The data below must be repeated exactly. Leave nothing out.

[Saved entries]
****

PR #474, opened 2021-05-15
Make _neon_accumulate_square_sum_f32() compatible with armv7.

drmpeg:
Signed-off-by: Ron Economos <w6rz@comcast.net>


drmpeg:
Sorry, I didn't see the other PR addressing this issue before I posted this one. However, since it passes CI, the ```#ifdef LV_HAVE_NEONV8``` trick should be useful.

include/volk/volk_neon_intrinsics.h
```diff
@@ -286,7 +286,12 @@ static inline float32x4_t _neon_accumulate_square_sum_f32(float32x4_t sq_acc,
...
     aux = vmulq_f32(aux, aux);
+#ifdef LV_HAVE_NEONV8
     return vfmaq_f32(sq_acc, aux, rec);
+#else
+    aux = vmulq_f32(aux, rec);
+    return vaddq_f32(aux, sq_acc);
+#endif
 }
 
-#endif /* INCLUDE_VOLK_VOLK_NEON_INTRINSICS_H_ */
```
jdemel, line 292: How did those newlines get lost? I suggest to keep them and make this PR even more concise.

jdemel (commented):
I suggest to remove the newline changes. Besides this PR LGTM.
We have two more PRs, #466 and #469 that deal with the same lines of code. I assume we merge this PR last.

include/volk/volk_neon_intrinsics.h
drmpeg: The newlines were lost in the previous commit. https://github.com/gnuradio/volk/commit/66a1b536bafe4d6e53ff88215231504ccc1893d2

My editor (I just use gedit on Ubuntu) will always insert a newline at the end of file. git diff hates missing a newline at end of file, so that's why I fixed the other two files.

jdemel: Ah. You re-added them. That's fine then.

michaelld (approved):
LGTM .. I'm OK with fixing the end-of-file newline here ... I'd prefer those sorts of things to be kept separate, but there aren't very many and the change is useful and otherwise non-impactful ... thus: let's just go with it unless someone else greatly disagrees!

jdemel:
I merged the other two PRs. So now, what shall we do with this one? I assume all issues are resolved now. I'm sorry this got a bit messy.

drmpeg:
I think it should just be closed. Looks like @Ka-zam covered all the bases.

****

* _Response for this exercise_
PR #474, opened 2021-05-15
Make _neon_accumulate_square_sum_f32() compatible with armv7.

drmpeg:
Signed-off-by: Ron Economos <w6rz@comcast.net>


drmpeg:
Sorry, I didn't see the other PR addressing this issue before I posted this one. However, since it passes CI, the ```#ifdef LV_HAVE_NEONV8``` trick should be useful.

include/volk/volk_neon_intrinsics.h
```diff
@@ -286,7 +286,12 @@ static inline float32x4_t _neon_accumulate_square_sum_f32(float32x4_t sq_acc,
...
     aux = vmulq_f32(aux, aux);
+#ifdef LV_HAVE_NEONV8
     return vfmaq_f32(sq_acc, aux, rec);
+#else
+    aux = vmulq_f32(aux, rec);
+    return vaddq_f32(aux, sq_acc);
+#endif
 }
 
-#endif /* INCLUDE_VOLK_VOLK_NEON_INTRINSICS_H_ */
```
jdemel, line 292: How did those newlines get lost? I suggest to keep them and make this PR even more concise.

jdemel (commented):
I suggest to remove the newline changes. Besides this PR LGTM.
We have two more PRs, #466 and #469 that deal with the same lines of code. I assume we merge this PR last.

include/volk/volk_neon_intrinsics.h
drmpeg: The newlines were lost in the previous commit. https://github.com/gnuradio/volk/commit/66a1b536bafe4d6e53ff88215231504ccc1893d2

My editor (I just use gedit on Ubuntu) will always insert a newline at the end of file. git diff hates missing a newline at end of file, so that's why I fixed the other two files.

jdemel: Ah. You re-added them. That's fine then.

michaelld (approved):
LGTM .. I'm OK with fixing the end-of-file newline here ... I'd prefer those sorts of things to be kept separate, but there aren't very many and the change is useful and otherwise non-impactful ... thus: let's just go with it unless someone else greatly disagrees!

jdemel:
I merged the other two PRs. So now, what shall we do with this one? I assume all issues are resolved now. I'm sorry this got a bit messy.

drmpeg:
I think it should just be closed. Looks like @Ka-zam covered all the bases.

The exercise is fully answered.